The response should consist of the records, reproduced exactly.

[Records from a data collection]
·····

Issue #16218, opened 2024-01-04
Problems creating first LoadBalancer in brand-new AWS account


justinsb:
/kind bug

@ameukam observed a problem creating services of type LoadBalancer in a brand new AWS account.

In https://storage.googleapis.com/kubernetes-jenkins/logs/ci-aws-kops-eks-pod-identity-sandbox/1742899966826778624/artifacts/cluster-info/kube-system/aws-cloud-controller-manager-sshfn/aws-cloud-controller-manager.log we found this error:

```
I0104 13:38:18.926043 1 aws_loadbalancer.go:1017] Creating load balancer for deployment-8855/test-rolling-update-with-lb with name: adaa9d6372b254401baef4dd8faeb0d4 E0104 13:38:19.807666 1 controller.go:298] error processing service deployment-8855/test-rolling-update-with-lb (retrying with exponential backoff): failed to ensure load balancer: AccessDenied: User: arn:aws:sts::808842816990:assumed-role/aws-cloud-controller-manager.kube-system.sa.e2e-kops-eks--9pmkdr/1704375497398309729 is not authorized to perform: iam:CreateServiceLinkedRole on resource: arn:aws:iam::808842816990:role/aws-service-role/elasticloadbalancing.amazonaws.com/AWSServiceRoleForElasticLoadBalancing because no identity-based policy allows the iam:CreateServiceLinkedRole action status code: 403, request id: 7edfd319-c55f-4381-9f12-32242008b8f7 

I0104 13:38:19.807812 1 event.go:307] "Event occurred" object="deployment-8855/test-rolling-update-with-lb" fieldPath="" kind="Service" apiVersion="v1" type="Warning" reason="SyncLoadBalancerFaile
```

(Specifically: "no identity-based policy allows the iam:CreateServiceLinkedRole action status code")

@rifelpet pointed out that _someone_ needs to call iam:CreateServiceLinkedRole before we can use ELB (and possibly other services).  That could be in our CCM permissions, we could do it from the kOps CLI, we could require users to do it manually.

@rifelpet also pointed out that CCM and LBC both document the permission as needed:

https://github.com/kubernetes/cloud-provider-aws/blob/65e4f1ac4dbed33744b1e935892417d5c71ae43c/docs/prerequisites.md?plain=1#L77

https://github.com/search?q=repo%3Akubernetes-sigs%2Faws-load-balancer-controller%20CreateServiceLinkedRole&type=code

ameukam:
[...]

PR #16219, opened 2024-01-04
Add permission needed for service-linked role creation

ameukam:
Attempting to fix:
  - https://github.com/kubernetes/kops/issues/16218

by adding the permission needed for the AWS CCM to create a service-linked role for the elastic lb service.


ameukam:
cc @rifelpet @hakman @justinsb

rifelpet (approved):
The upstream docs have this wildcard action so it should be fine to include here as a wildcard too.

https://github.com/kubernetes/cloud-provider-aws/blob/master/docs/prerequisites.md#iam-policies

PR #16222, opened 2024-01-05
Dont list and terminate ASG-managed EC2 instances

rifelpet:
/hold for feedback

Looking at [scale tests](https://storage.googleapis.com/kubernetes-jenkins/pr-logs/pull/kops/16204/presubmit-kops-aws-scale-amazonvpc-using-cl2/1742962895290896384/build-log.txt), kops delete cluster spends 6 minutes trying to terminate all of the ec2 instances. In reality this shouldn't be necessary because kops also deletes the ASGs (which appear to happen much faster) and the ASGs will terminate the instances.

I dont know how the timing compares but it should at least eliminate the throttled API calls.

### DIFF
--- a/pkg/resources/aws/aws.go
+++ b/pkg/resources/aws/aws.go
@@ -63,7 +63,6 @@ func ListResourcesAWS(cloud awsup.AWSCloud, clusterInfo resources.ClusterInfo) (
 	listFunctions := []listFn{
 		// EC2
 		ListAutoScalingGroups,
-		ListInstances,
 		ListKeypairs,
 		ListSecurityGroups,
 		ListVolumes,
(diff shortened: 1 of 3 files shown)


hakman:
Both me and @upodroid thought about this and I think it's a good idea.
The problem is that other resources depend on instances, like volumes and would leave those resources hanging (maybe).

rifelpet:
> Both me and @upodroid thought about this and I think it's a good idea.
> 
> The problem is that other resources depend on instances, like volumes and would leave those resources hanging (maybe).

Could we have volumes depend on the ASGs instead? What I'm not sure about is if all instances are gone at the time that the ASG deletion returns, or whether AWS is still in the process of terminating them.

rifelpet:
Replaced by https://github.com/kubernetes/kops/pull/16229

PR #16229, opened 2024-01-06
aws: Skip deleting ASG instances without volumes

hakman:
/cc @rifelpet 

This seems to be slower though


rifelpet:
slower than trying to delete all ASG instances?

hakman:
> slower than trying to delete all ASG instances?

No idea on larger scale, but we can find out.

rifelpet (approved):

PR #16233, opened 2024-01-08
gce: Switch from using targetpools to backend services

upodroid:
Google recommends creating NLBs using Backend Services instead of TargetPools to take advantage of newer features

https://cloud.google.com/load-balancing/docs/network/networklb-target-pools

Also, this change "almost" supports global LBs(missing TCP target proxy resource)
Google splits some services in to regional vs global with identical object types. I fixed the methods to detect if a region is being supplied.

Why:
1. I want to try and see if global TCP Proxy LBs don't trigger ddos protection when running scale tests.
2. If Ddos protection kicks in, we can write a cloud-armor policy that allows 1k rps(10k reqs per 10s) from any IP.

### DIFF
--- a/cloudmock/gce/mockcompute/api.go
+++ b/cloudmock/gce/mockcompute/api.go
@@ -137,11 +137,11 @@ func (c *MockClient) HTTPHealthChecks() gce.HttpHealthChecksClient {
 	return c.httpHealthChecksClient
 }
 
-func (c *MockClient) RegionHealthChecks() gce.RegionHealthChecksClient {
+func (c *MockClient) HealthChecks() gce.HealthChecksClient {
 	return c.healthCheckClient
 }
 
-func (c *MockClient) RegionBackendServices() gce.RegionBackendServiceClient {
+func (c *MockClient) BackendServices() gce.BackendServiceClient {
 	return c.backendServiceClient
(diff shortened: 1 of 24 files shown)


justinsb:
Thanks for this @upodroid ... it looks like we do use backend services with internal load balancers.  I am proposing that we have internal load balancers for both api & kops-controller in all circumstances, so we should be using backend services (my motivation was the firewall rule bug).

I think the issue you hit was on the node/pod -> apiserver traffic maybe getting rate limited, so it might be good to validate that if/when we make that switch, that the rate limiting goes away.

That said, I don't oppose the idea of using backend services on the "user-facing" traffic also - the IPv6 support seems compelling in particular!  I think we should sequence this after the better internal LB support though, do you agree?

upodroid:
> That said, I don't oppose the idea of using backend services on the "user-facing" traffic also - the IPv6 support seems compelling in particular! I think we should sequence this after the better internal LB support though, do you agree?

Yes

I need to split this PR into smaller pieces
1. The gce client changes to support regional/global resources with a unified function
2. The LB changes

upodroid:
Hmm, I'll get the merge conflicts fixed and ship my open PRs in early June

·····

Task answer:
Issue #16218, opened 2024-01-04
Problems creating first LoadBalancer in brand-new AWS account


justinsb:
/kind bug

@ameukam observed a problem creating services of type LoadBalancer in a brand new AWS account.

In https://storage.googleapis.com/kubernetes-jenkins/logs/ci-aws-kops-eks-pod-identity-sandbox/1742899966826778624/artifacts/cluster-info/kube-system/aws-cloud-controller-manager-sshfn/aws-cloud-controller-manager.log we found this error:

```
I0104 13:38:18.926043 1 aws_loadbalancer.go:1017] Creating load balancer for deployment-8855/test-rolling-update-with-lb with name: adaa9d6372b254401baef4dd8faeb0d4 E0104 13:38:19.807666 1 controller.go:298] error processing service deployment-8855/test-rolling-update-with-lb (retrying with exponential backoff): failed to ensure load balancer: AccessDenied: User: arn:aws:sts::808842816990:assumed-role/aws-cloud-controller-manager.kube-system.sa.e2e-kops-eks--9pmkdr/1704375497398309729 is not authorized to perform: iam:CreateServiceLinkedRole on resource: arn:aws:iam::808842816990:role/aws-service-role/elasticloadbalancing.amazonaws.com/AWSServiceRoleForElasticLoadBalancing because no identity-based policy allows the iam:CreateServiceLinkedRole action status code: 403, request id: 7edfd319-c55f-4381-9f12-32242008b8f7 

I0104 13:38:19.807812 1 event.go:307] "Event occurred" object="deployment-8855/test-rolling-update-with-lb" fieldPath="" kind="Service" apiVersion="v1" type="Warning" reason="SyncLoadBalancerFaile
```

(Specifically: "no identity-based policy allows the iam:CreateServiceLinkedRole action status code")

@rifelpet pointed out that _someone_ needs to call iam:CreateServiceLinkedRole before we can use ELB (and possibly other services).  That could be in our CCM permissions, we could do it from the kOps CLI, we could require users to do it manually.

@rifelpet also pointed out that CCM and LBC both document the permission as needed:

https://github.com/kubernetes/cloud-provider-aws/blob/65e4f1ac4dbed33744b1e935892417d5c71ae43c/docs/prerequisites.md?plain=1#L77

https://github.com/search?q=repo%3Akubernetes-sigs%2Faws-load-balancer-controller%20CreateServiceLinkedRole&type=code

ameukam:
[...]

PR #16219, opened 2024-01-04
Add permission needed for service-linked role creation

ameukam:
Attempting to fix:
  - https://github.com/kubernetes/kops/issues/16218

by adding the permission needed for the AWS CCM to create a service-linked role for the elastic lb service.


ameukam:
cc @rifelpet @hakman @justinsb

rifelpet (approved):
The upstream docs have this wildcard action so it should be fine to include here as a wildcard too.

https://github.com/kubernetes/cloud-provider-aws/blob/master/docs/prerequisites.md#iam-policies

PR #16222, opened 2024-01-05
Dont list and terminate ASG-managed EC2 instances

rifelpet:
/hold for feedback

Looking at [scale tests](https://storage.googleapis.com/kubernetes-jenkins/pr-logs/pull/kops/16204/presubmit-kops-aws-scale-amazonvpc-using-cl2/1742962895290896384/build-log.txt), kops delete cluster spends 6 minutes trying to terminate all of the ec2 instances. In reality this shouldn't be necessary because kops also deletes the ASGs (which appear to happen much faster) and the ASGs will terminate the instances.

I dont know how the timing compares but it should at least eliminate the throttled API calls.

### DIFF
--- a/pkg/resources/aws/aws.go
+++ b/pkg/resources/aws/aws.go
@@ -63,7 +63,6 @@ func ListResourcesAWS(cloud awsup.AWSCloud, clusterInfo resources.ClusterInfo) (
 	listFunctions := []listFn{
 		// EC2
 		ListAutoScalingGroups,
-		ListInstances,
 		ListKeypairs,
 		ListSecurityGroups,
 		ListVolumes,
(diff shortened: 1 of 3 files shown)


hakman:
Both me and @upodroid thought about this and I think it's a good idea.
The problem is that other resources depend on instances, like volumes and would leave those resources hanging (maybe).

rifelpet:
> Both me and @upodroid thought about this and I think it's a good idea.
> 
> The problem is that other resources depend on instances, like volumes and would leave those resources hanging (maybe).

Could we have volumes depend on the ASGs instead? What I'm not sure about is if all instances are gone at the time that the ASG deletion returns, or whether AWS is still in the process of terminating them.

rifelpet:
Replaced by https://github.com/kubernetes/kops/pull/16229

PR #16229, opened 2024-01-06
aws: Skip deleting ASG instances without volumes

hakman:
/cc @rifelpet 

This seems to be slower though


rifelpet:
slower than trying to delete all ASG instances?

hakman:
> slower than trying to delete all ASG instances?

No idea on larger scale, but we can find out.

rifelpet (approved):

PR #16233, opened 2024-01-08
gce: Switch from using targetpools to backend services

upodroid:
Google recommends creating NLBs using Backend Services instead of TargetPools to take advantage of newer features

https://cloud.google.com/load-balancing/docs/network/networklb-target-pools

Also, this change "almost" supports global LBs(missing TCP target proxy resource)
Google splits some services in to regional vs global with identical object types. I fixed the methods to detect if a region is being supplied.

Why:
1. I want to try and see if global TCP Proxy LBs don't trigger ddos protection when running scale tests.
2. If Ddos protection kicks in, we can write a cloud-armor policy that allows 1k rps(10k reqs per 10s) from any IP.

### DIFF
--- a/cloudmock/gce/mockcompute/api.go
+++ b/cloudmock/gce/mockcompute/api.go
@@ -137,11 +137,11 @@ func (c *MockClient) HTTPHealthChecks() gce.HttpHealthChecksClient {
 	return c.httpHealthChecksClient
 }
 
-func (c *MockClient) RegionHealthChecks() gce.RegionHealthChecksClient {
+func (c *MockClient) HealthChecks() gce.HealthChecksClient {
 	return c.healthCheckClient
 }
 
-func (c *MockClient) RegionBackendServices() gce.RegionBackendServiceClient {
+func (c *MockClient) BackendServices() gce.BackendServiceClient {
 	return c.backendServiceClient
(diff shortened: 1 of 24 files shown)


justinsb:
Thanks for this @upodroid ... it looks like we do use backend services with internal load balancers.  I am proposing that we have internal load balancers for both api & kops-controller in all circumstances, so we should be using backend services (my motivation was the firewall rule bug).

I think the issue you hit was on the node/pod -> apiserver traffic maybe getting rate limited, so it might be good to validate that if/when we make that switch, that the rate limiting goes away.

That said, I don't oppose the idea of using backend services on the "user-facing" traffic also - the IPv6 support seems compelling in particular!  I think we should sequence this after the better internal LB support though, do you agree?

upodroid:
> That said, I don't oppose the idea of using backend services on the "user-facing" traffic also - the IPv6 support seems compelling in particular! I think we should sequence this after the better internal LB support though, do you agree?

Yes

I need to split this PR into smaller pieces
1. The gce client changes to support regional/global resources with a unified function
2. The LB changes

upodroid:
Hmm, I'll get the merge conflicts fixed and ship my open PRs in early June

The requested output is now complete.